__DIRECTIONS FOR THIS TASK__
In the entries that follow, find the line containing "smarter: Your call.", then output exactly every line from the first through that one.

__DATA__
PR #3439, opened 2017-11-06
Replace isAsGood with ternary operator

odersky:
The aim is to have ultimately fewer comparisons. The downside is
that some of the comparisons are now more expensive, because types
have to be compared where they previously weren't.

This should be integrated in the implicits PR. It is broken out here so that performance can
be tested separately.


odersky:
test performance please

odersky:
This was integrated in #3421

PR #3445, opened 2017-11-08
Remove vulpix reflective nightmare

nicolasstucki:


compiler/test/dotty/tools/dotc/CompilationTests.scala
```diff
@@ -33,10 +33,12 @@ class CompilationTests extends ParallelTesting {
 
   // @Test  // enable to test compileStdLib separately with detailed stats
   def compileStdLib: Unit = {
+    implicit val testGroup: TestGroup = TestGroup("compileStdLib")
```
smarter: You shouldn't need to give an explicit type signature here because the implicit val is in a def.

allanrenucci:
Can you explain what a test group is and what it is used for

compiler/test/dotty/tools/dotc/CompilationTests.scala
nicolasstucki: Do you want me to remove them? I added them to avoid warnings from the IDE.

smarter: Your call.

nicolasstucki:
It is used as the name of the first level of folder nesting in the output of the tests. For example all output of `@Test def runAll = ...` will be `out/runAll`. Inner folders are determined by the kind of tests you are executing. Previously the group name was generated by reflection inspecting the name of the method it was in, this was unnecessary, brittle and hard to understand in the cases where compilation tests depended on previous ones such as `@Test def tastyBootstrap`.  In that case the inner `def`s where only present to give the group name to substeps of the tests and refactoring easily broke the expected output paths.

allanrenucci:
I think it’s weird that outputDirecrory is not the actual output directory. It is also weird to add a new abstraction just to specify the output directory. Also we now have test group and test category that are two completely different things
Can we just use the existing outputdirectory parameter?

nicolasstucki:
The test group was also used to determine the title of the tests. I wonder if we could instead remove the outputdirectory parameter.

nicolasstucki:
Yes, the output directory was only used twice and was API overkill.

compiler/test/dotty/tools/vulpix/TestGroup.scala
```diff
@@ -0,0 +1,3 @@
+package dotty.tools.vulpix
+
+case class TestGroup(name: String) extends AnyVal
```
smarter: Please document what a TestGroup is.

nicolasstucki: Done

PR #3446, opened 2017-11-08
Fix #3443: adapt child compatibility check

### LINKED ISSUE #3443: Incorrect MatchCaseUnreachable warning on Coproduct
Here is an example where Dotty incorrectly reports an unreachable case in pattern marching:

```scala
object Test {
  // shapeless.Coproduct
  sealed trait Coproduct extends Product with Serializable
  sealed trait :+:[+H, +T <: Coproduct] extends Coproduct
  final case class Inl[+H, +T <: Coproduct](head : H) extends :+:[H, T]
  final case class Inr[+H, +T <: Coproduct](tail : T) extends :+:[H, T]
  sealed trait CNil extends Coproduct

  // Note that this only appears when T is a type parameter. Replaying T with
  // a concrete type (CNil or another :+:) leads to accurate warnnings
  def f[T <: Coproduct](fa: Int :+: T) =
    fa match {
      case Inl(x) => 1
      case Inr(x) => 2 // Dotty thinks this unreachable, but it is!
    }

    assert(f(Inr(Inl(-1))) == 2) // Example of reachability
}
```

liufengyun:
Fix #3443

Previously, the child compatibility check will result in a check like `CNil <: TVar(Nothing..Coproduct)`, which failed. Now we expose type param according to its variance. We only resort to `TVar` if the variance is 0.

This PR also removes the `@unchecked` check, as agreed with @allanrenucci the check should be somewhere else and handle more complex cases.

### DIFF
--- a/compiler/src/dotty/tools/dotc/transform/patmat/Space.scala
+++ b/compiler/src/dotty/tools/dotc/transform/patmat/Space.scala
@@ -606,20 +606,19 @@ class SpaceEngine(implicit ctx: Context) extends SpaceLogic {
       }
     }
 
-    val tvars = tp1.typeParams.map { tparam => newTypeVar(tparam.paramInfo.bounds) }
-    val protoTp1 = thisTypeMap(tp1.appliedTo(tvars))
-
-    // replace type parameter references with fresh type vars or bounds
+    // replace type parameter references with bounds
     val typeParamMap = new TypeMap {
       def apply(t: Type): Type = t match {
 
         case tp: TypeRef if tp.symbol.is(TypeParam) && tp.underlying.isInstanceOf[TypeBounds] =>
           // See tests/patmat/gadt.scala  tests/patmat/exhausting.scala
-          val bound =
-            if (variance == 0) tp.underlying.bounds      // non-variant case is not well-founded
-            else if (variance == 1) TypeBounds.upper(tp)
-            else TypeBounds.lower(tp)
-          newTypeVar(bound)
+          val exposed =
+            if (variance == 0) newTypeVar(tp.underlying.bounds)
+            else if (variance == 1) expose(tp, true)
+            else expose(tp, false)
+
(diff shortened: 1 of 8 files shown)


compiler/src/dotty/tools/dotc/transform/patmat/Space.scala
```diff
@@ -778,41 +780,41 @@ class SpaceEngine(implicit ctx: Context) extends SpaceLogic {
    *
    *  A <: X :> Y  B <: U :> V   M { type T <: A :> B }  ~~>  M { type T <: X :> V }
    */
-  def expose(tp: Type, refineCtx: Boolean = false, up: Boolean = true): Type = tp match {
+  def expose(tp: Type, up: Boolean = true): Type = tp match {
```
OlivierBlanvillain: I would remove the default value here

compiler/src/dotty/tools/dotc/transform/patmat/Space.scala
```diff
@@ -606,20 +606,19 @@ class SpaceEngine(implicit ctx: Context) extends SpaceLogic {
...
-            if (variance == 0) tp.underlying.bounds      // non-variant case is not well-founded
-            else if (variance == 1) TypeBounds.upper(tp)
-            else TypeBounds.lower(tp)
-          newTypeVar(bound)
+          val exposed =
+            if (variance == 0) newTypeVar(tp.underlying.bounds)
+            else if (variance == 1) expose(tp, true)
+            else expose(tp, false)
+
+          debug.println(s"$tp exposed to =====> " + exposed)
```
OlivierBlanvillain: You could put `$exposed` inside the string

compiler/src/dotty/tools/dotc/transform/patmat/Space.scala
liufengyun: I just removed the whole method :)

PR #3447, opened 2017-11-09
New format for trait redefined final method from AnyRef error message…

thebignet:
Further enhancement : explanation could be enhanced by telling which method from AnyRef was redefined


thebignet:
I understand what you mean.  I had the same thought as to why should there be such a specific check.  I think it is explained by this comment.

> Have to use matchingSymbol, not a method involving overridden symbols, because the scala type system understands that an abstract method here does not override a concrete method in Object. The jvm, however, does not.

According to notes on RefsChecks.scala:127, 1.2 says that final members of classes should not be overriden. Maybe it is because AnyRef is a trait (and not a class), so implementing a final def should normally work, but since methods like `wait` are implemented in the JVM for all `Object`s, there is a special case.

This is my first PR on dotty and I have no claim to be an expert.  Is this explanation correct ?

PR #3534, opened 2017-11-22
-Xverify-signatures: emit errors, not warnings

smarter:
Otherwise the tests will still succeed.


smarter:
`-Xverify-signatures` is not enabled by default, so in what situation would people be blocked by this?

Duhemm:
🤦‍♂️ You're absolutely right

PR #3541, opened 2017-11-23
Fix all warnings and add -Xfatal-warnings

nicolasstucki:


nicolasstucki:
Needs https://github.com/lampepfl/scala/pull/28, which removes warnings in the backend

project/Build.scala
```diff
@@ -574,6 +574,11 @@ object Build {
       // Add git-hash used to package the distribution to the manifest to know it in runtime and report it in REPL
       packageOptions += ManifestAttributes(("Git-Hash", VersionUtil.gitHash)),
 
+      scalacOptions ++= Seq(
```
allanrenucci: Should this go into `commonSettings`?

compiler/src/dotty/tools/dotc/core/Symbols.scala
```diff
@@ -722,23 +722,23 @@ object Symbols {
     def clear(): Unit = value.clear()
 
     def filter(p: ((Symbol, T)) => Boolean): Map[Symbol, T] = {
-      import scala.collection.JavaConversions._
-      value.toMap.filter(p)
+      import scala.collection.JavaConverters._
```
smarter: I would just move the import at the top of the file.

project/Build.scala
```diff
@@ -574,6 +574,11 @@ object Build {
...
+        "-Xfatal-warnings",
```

__TASK SOLUTION__
PR #3439, opened 2017-11-06
Replace isAsGood with ternary operator

odersky:
The aim is to have ultimately fewer comparisons. The downside is
that some of the comparisons are now more expensive, because types
have to be compared where they previously weren't.

This should be integrated in the implicits PR. It is broken out here so that performance can
be tested separately.


odersky:
test performance please

odersky:
This was integrated in #3421

PR #3445, opened 2017-11-08
Remove vulpix reflective nightmare

nicolasstucki:


compiler/test/dotty/tools/dotc/CompilationTests.scala
```diff
@@ -33,10 +33,12 @@ class CompilationTests extends ParallelTesting {
 
   // @Test  // enable to test compileStdLib separately with detailed stats
   def compileStdLib: Unit = {
+    implicit val testGroup: TestGroup = TestGroup("compileStdLib")
```
smarter: You shouldn't need to give an explicit type signature here because the implicit val is in a def.

allanrenucci:
Can you explain what a test group is and what it is used for

compiler/test/dotty/tools/dotc/CompilationTests.scala
nicolasstucki: Do you want me to remove them? I added them to avoid warnings from the IDE.

smarter: Your call.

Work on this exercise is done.